All eleven of the patients then on ward six, the neurosurgery ward, were Vietnamese with some kind of trauma to the head. Most of them were civilians, war refugees. Before, we'd had two poor GIs on Stryker frames. One was a gork-a vegetable, who didn't know that he wouldn't ever move by himself again. The other guy wasn't so lucky. Both of them had been medevaced to Japan that morning, so tonight there were just Vietnamese on this side, them and George, the corpsman, and me. Ginger Phillips, who was officially in charge of the graveyard shift that night for ward six, was staying on the other half of the ward, across the hall. The EENT patients were over there, injuries and ailments of the eyes, ears, nose, and throat, a couple of GIs with sinus infections and a couple more with superficial facial wounds, as well as elderly Vietnamese suffering from cataracts and facial cancer. Men and women were mixed together on both open wards, which was true throughout the hospital. On most wards the division was between GIs and Vietnamese instead.

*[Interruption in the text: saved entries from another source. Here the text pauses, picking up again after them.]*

PR #326, opened 2023-07-11
chore: end call when failing to setup mls conference WPB-3027

johnxnguyen:
<table>
<td>
  <a href="https://wearezeta.atlassian.net/browse/WPB-3027" title="WPB-3027" target="_blank">BugWPB-3027</a>  [iOS] MLS conference call: Initiating a video mls conference call doesn't enable the video 
  </td></table>
  <br />
 

----

- The **PR Title**

- The **PR Description**
----

# What's new in this PR?
Setting up an MLS conference can fail at many different points. If it does fail, then the call will appear to be connected but will not work properly. For instance, the video may be enabled but the receiver side doesn't see it. 

To avoid misleading the user to think the call connected successfully, it would be better to end the call if the mls conference couldn't be successfully setup. This way, if there is a problem with the call, then have already narrowed down the problem space significantly.

----

----

----
##### References

### DIFF
--- a/wire-ios-sync-engine/Source/Calling/WireCallCenterV3.swift
+++ b/wire-ios-sync-engine/Source/Calling/WireCallCenterV3.swift
@@ -591,12 +591,16 @@ extension WireCallCenterV3 {
     }
 
     private func setUpMLSConference(in conversation: ZMConversation) throws {
+        guard let conversationID = conversation.avsIdentifier else {
+            throw Failure.failedToSetupMLSConference
+        }
+
         guard
-            let conversationID = conversation.avsIdentifier,
             let parentQualifiedID = conversation.qualifiedID,
             let parentGroupID = conversation.mlsGroupID,
             let syncContext = conversation.managedObjectContext?.zm_sync
         else {
+            onMLSConferenceFailure(id: conversationID)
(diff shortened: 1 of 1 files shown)


agisilaos (approved):

wire-ios-sync-engine/Source/Calling/WireCallCenterV3.swift
```diff
@@ -591,12 +591,16 @@ extension WireCallCenterV3 {
     }
 
     private func setUpMLSConference(in conversation: ZMConversation) throws {
+        guard let conversationID = conversation.avsIdentifier else {
```
netbe, line 594: just to double check: Is it possible to end up here, and the conversation has no avsIdentifier ?
Could it be we have an ongoing call and the avsIdentifier is not saved properly in the conversation?

johnxnguyen: The existence of the avs identifier is dependent on the existence of the `remoteIdentifier`... which I think is expected to be there, so in theory we should always be able to get the avs id. Kind of annoying that it appears optional, we could try to change this in another PR.

netbe (approved):

PR #338, opened 2023-07-14
fix: Tapping on the deleted message makes the display name animate to the side and back - WPB-1955

agisilaos:
<table>
<td>
  <a href="https://wearezeta.atlassian.net/browse/WPB-1955" title="WPB-1955" target="_blank">BugWPB-1955</a>  [iOS] Tapping on the deleted message makes the display name animate to the side and back
  </td></table>
  <br />
 

----

- The **PR Title**

- The **PR Description**
----

# What's new in this PR?

With this PR I fix the issue where tapping on the deleted message would make the display namer animate to the side and back. 

By calling layoutIfNeeded() in the configure method we fix the problem. I also added a bit of documentation why we need to call the method there. 

----
##### References


netbe (approved):

wire-ios/Wire-iOS/Sources/UserInterface/Conversation/Content/Cells/CellComponents/SenderCellComponent.swift
```diff
@@ -80,6 +80,11 @@ final class SenderCellComponent: UIView {
            let userSession = ZMUserSession.shared() {
             observerToken = UserChangeInfo.add(observer: self, for: user, in: userSession)
         }
+
+        // We need to call that method here to restraint the authorLabel moving
+        // outside of the view and then back to its position. For more information
+        // check the ticket: https://wearezeta.atlassian.net/browse/WPB-1955
+        self.layoutIfNeeded()
```
lewandowskit93: I would think about moving this call into `configureViews` method, I think it fits better there as an immediate action related to views. What do you think?

agisilaos: Done!

lewandowskit93 (approved):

Papasan dau quadied again and the old man in the next bed stirred restlessly. I pulled my stethoscope out of my ears.

"Can you shut papasan up, George?" I asked. "I can't hear a damned thing for the racket."

George nodded, rose from his semislumped comic-book-reading position, and lumbered sleepily down the aisle between the beds. I waited while he threatened in a gentle, soothing voice to do hideous things to the old man, pulled the gnarled and squirmy body up in bed, and smoothed the sheets. Then I tried again. I could hear the systolic140-but the diastolic eluded me until the second reading-it was 60. Up 6 points from the previous reading. A widening pulse pressure-the difference between the first throb I heard and the last-was a sign of increased intracranial pressure. But last time the spread had been 144/ 52, so it had decreased slightly. I hoped I could take that as a good sign.

The girl's respirations were still so slow and shallow I had to Measure the movement of her ribs against the sheet to be sure she was breathing.

Her right radial pulse, before slowed to 50, was now 56, but that was not necessarily a good sign. As the pressure on her brain increased, her pulse might start racing as her squashed brain sent wild signals to her heart, panicking it into an essentially useless flurry of activity.

I took pulses in both wrists, at both ankles, and at her carotid pulse, at the base of her jaw. They were within two points of one another.

Her Foley catheter was still draining urine from her bladder, her I.V.s were still dripping on course. I wrote everything down on the chart at the end of the bed, sat on the metal folding chair, and used a towel to wipe the sweat off my face and neck.